Supplied data:
↓

PR #57, opened 2020-12-28
Introduce two new vector transports

kellertuer:
Namely DifferentiatedRetractionVectorTransport and ScaledVectorTransport.

- [x] Check test coverage

### DIFF
--- a/src/vector_transport.jl
+++ b/src/vector_transport.jl
@@ -381,6 +381,13 @@ function schilds_ladder!(
     return retract!(M, sl, p, X, retraction)
 end
 
+function show(io::IO, ::ParallelTransport)
+    return print(io, "ParallelTransport()")
+end
+function show(io::IO, m::ScaledVectorTransport)
+    return print(io, "ScaledVectorTransport($(m.method))")
+end
+
 """
     vector_transport_along(M::Manifold, p, X, c)
     vector_transport_along(M::Manifold, p, X, c, method::AbstractVectorTransportMethod)
@@ -713,7 +720,7 @@ function vector_transport_to!(
     q,
     m::ScaledVectorTransport{T},
 ) where {T<:AbstractVectorTransportMethod}
-    vector_transport_to!(M, Y, X, q, m.method)
+    vector_transport_to!(M, Y, p, X, q, m.method)
     Y .*= norm(M, p, X) / norm(M, q, Y)
     return Y
 end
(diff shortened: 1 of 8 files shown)


kellertuer:
OK, I first do not understand why the three ambiguities should be ambiguities, in my mind they are not, so I can not resolve them.

src/vector_transport.jl
```diff
@@ -88,6 +138,37 @@ struct PoleLadderTransport{
...
+
+    ScaledVectorTransport(m::AbstractVectorTransportMethod)
+
+[^SatoIwai2013]:
+    > Sato, H., Iwai, T.: _A new, globally convergent Riemannian conjugate gradient method_,
+    > Optimization, 2013, Volume 64(4), pp. 1011–1031.
+    > doi: [10.1080/02331934.2013.836650](https://doi.org/10.1080/02331934.2013.836650),
+    > arXiv: [1302.0125](https://arxiv.org/abs/1302.0125).
+"""
+struct ScaledVectorTransport{T<:AbstractVectorTransportMethod} <:
```
mateuszbaran, line 165: That paper by Sato states that scaled vector transport is not a vector transport because it's not linear. Are our `AbstractVectorTransportMethod`s supposed to be linear or not?

kellertuer: uff I don't know, I initially just thought those are easy to add and now I am for ages in fixing ambiguities again. Maybe its better to leave it out then?

mateuszbaran: I can solve these ambiguities :slightly_smiling_face:

kellertuer: But you are right, we usually assume the vector transport to be linear and all that I know are, so the question is then, how to handle this one...

kellertuer: Ah it seems the ambiguities are resolved now (still I work ages on those); so the question is, do we want to have it though it is nonlinear?

mateuszbaran: It appears that there are no ambiguities now though? The one on nightly is unrelated.

kellertuer: Well, it took me 30 minutes of pondering around to find and fix 2 or 3 of them.

mateuszbaran: In case there are some applications that require a linear vector transport, we can also have a `AbstractLinearVectorTransport` type.

kellertuer: But that would require specifying most of our already-existing ones to declare them linear, right?

mateuszbaran: Yes, of course. I can do that if you want.

kellertuer: Let me just shortly finish show & tests.

kellertuer:
Test coverage is as good as before, the - 3 lines are due to an optimization that spared a few lines.

mateuszbaran (approved):
I've added a new type for linear vector transports. I think I've marked the old transports correctly? If yes, this can be merged.

kellertuer:
Yes they are marked correctly as far as I can see; so I will merge. Thanks for the help!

↑

What is needed: Read the listing line by line, and copy each line in which the word "function" is found.

Response area:
@@ -381,6 +381,13 @@ function schilds_ladder!(
+function show(io::IO, ::ParallelTransport)
+function show(io::IO, m::ScaledVectorTransport)
@@ -713,7 +720,7 @@ function vector_transport_to!(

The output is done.